8. The method as recited in claim 7, further comprising:

forming a plurality of first floating field limiting rings which are arranged at intervals on the upper part of the first epitaxial layer through fourth ion implantation in the terminal region;

and forming a plurality of second floating field limiting rings which are arranged at intervals on the upper part of the second epitaxial layer through fifth ion implantation in the terminal region, wherein the orthographic projection of the second floating field limiting rings on the first conductive type substrate overlaps with the orthographic projection of the first floating field limiting rings on the first conductive type substrate.

9. The method of claim 8, wherein the fifth ion implantation is performed at a depth greater than or equal to a thickness of the second epitaxial layer.

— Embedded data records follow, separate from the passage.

PR #2275, opened 2021-09-16
Add COMAnalyzer

mateoatr:
This adds support for `IL2050`. It is intended to be used for all other diagnostics related to COM in the analyzers. I didn't add any new tests -- we are reusing the ones under `Interop`.

### DIFF
--- a/src/ILLink.RoslynAnalyzer/COMAnalyzer.cs
+++ b/src/ILLink.RoslynAnalyzer/COMAnalyzer.cs
@@ -1,0 +1,82 @@
+﻿// Licensed to the .NET Foundation under one or more agreements.
+// The .NET Foundation licenses this file to you under the MIT license.
+// See the LICENSE file in the project root for more information.
+
+using System.Collections.Immutable;
+using ILLink.Shared;
+using Microsoft.CodeAnalysis;
+using Microsoft.CodeAnalysis.Diagnostics;
+using Microsoft.CodeAnalysis.Operations;
+
+namespace ILLink.RoslynAnalyzer
+{
+	[DiagnosticAnalyzer (LanguageNames.CSharp)]
+	public sealed class COMAnalyzer : DiagnosticAnalyzer
+	{
+		private const string DllImportAttribute = nameof (DllImportAttribute);
+		private const string MarshalAsAttribute = nameof (MarshalAsAttribute);
+
+		static readonly DiagnosticDescriptor s_correctnessOfCOMCannotBeGuaranteed = DiagnosticDescriptors.GetDiagnosticDescriptor (DiagnosticId.CorrectnessOfCOMCannotBeGuaranteed,
+			helpLinkUri: "https://docs.microsoft.com/en-us/dotnet/core/deploying/trim-warnings/il2050");
+
+		public override ImmutableArray<DiagnosticDescriptor> SupportedDiagnostics => ImmutableArray.Create (s_correctnessOfCOMCannotBeGuaranteed);
+
+		public override void Initialize (AnalysisContext context)
+		{
+			context.EnableConcurrentExecution ();
+			context.ConfigureGeneratedCodeAnalysis (GeneratedCodeAnalysisFlags.ReportDiagnostics);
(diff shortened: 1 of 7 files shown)


src/ILLink.RoslynAnalyzer/COMAnalyzer.cs
```diff
@@ -0,0 +1,124 @@
...
+					typedConstant.Type != null && typedConstant.Type.IsUnmanagedType) {
+					var unmanagedType = typedConstant.Value;
+					switch (unmanagedType) {
+					case (int) UnmanagedType.IUnknown:
+					case (int) UnmanagedType.IDispatch:
+					case (int) UnmanagedType.Interface:
+						return true;
+
+					default:
+						break;
```
sbomer, line 68: The linker's logic has an explicit `nativeType == NativeType.None` check - do we need something like that? (Is there a case where the marshal info can change any of the below `true` returns to be not COM related?)

src/ILLink.RoslynAnalyzer/COMAnalyzer.cs
```diff
@@ -0,0 +1,124 @@
...
+					}
+				}
+
+				if (IsInterface (symbol))
+					return true;
+
+				if (symbol is not IParameterSymbol parameterSymbol)
```
sbomer, line 75: Don't we need to consider the below cases also for return types? Or are those also represented as `IParameterSymbol`?

src/ILLink.RoslynAnalyzer/COMAnalyzer.cs
```diff
@@ -0,0 +1,124 @@
...
+				} else if (IsInterface (parameterSymbol.Type)) {
+					// Interface types marshal as COM by default
+					return true;
+				} else if (parameterType.ContainingNamespace.Name == "System" &&
+					parameterType.Name == "MulticastDelegate") {
+					// Delegates are special cased by interop
+					return false;
+				} else if (parameterType.ContainingNamespace.Name == "System.Runtime.InteropServices" &&
+					(parameterType.Name == "CriticalHandle" || parameterType.Name == "SafeHandle")) {
+					// Subclasses of CriticalHandle and SafeHandle are special cased by interop
```
sbomer, line 100: Do we need to check for subclasses here?

test/ILLink.RoslynAnalyzer.Tests/TestCaseUtils.cs
```diff
@@ -83,12 +85,16 @@ public static void RunTest<TAnalyzer> (MemberDeclarationSyntax m, List<Attribute
 			var builder = ImmutableDictionary.CreateBuilder<string, List<string>> ();
 
 			foreach (var file in GetTestFiles ()) {
-				var dirName = Path.GetFileName (Path.GetDirectoryName (file))!;
-				if (builder.TryGetValue (dirName, out var sources)) {
+				var dirName = Path.GetDirectoryName (file);
```
sbomer, line 88: nit: Might just be me, but I find it confusing that `GetDirectoryName` gives back the directory path, not just the name. Would you mind renaming things to make this a bit more readable? For example `dirName` -> `directory`, maybe introduce a `parentDirectory` variable?

sbomer (commented):
Nice!

src/ILLink.RoslynAnalyzer/COMAnalyzer.cs
mateoatr: I added a check to see if the typed constant value exists in `UnmanagedType` (which mimics the check of `nativeType == NativeType.None` in Cecil).

src/ILLink.RoslynAnalyzer/COMAnalyzer.cs
mateoatr: Yup. Added a helper method in ISymbolExtensions for this. I moved the `IsInterface` method there as well.

sbomer (approved):
Thank you, LGTM!

marek-safar:
@mateoatr I had to revert this change as it caused test failures, please re-submit it after rebasing.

10. The method as recited in claim 7, further comprising:

forming a gate dielectric layer on the surface of the second epitaxial layer far away from the first conductive type substrate, wherein the gate dielectric layer covers the junction field effect transistor, the channel and part of the surface of the first conductive type source region;

forming a polysilicon gate electrode on the surface of the gate dielectric layer away from the first conductive type substrate;

forming an interlayer dielectric layer on the surface of the polysilicon gate electrode far away from the first conductive type substrate and the surface of the second epitaxial layer far away from the first conductive type substrate, and forming a contact hole penetrating through the interlayer dielectric layer in the interlayer dielectric layer, wherein the contact hole exposes the surface of the second conductive type body region and part of the first conductive type source region;

forming an ohmic contact metal layer in the contact hole, wherein the ohmic contact metal layer forms ohmic contact with the surface of the second conductive type body region exposed by the contact hole and part of the first conductive type source region;

forming a source metal in the contact hole, so that the source metal is electrically connected with the ohmic contact metal layer through the contact hole;

a drain metal is formed on a surface of the first conductivity type substrate remote from the first epitaxial layer.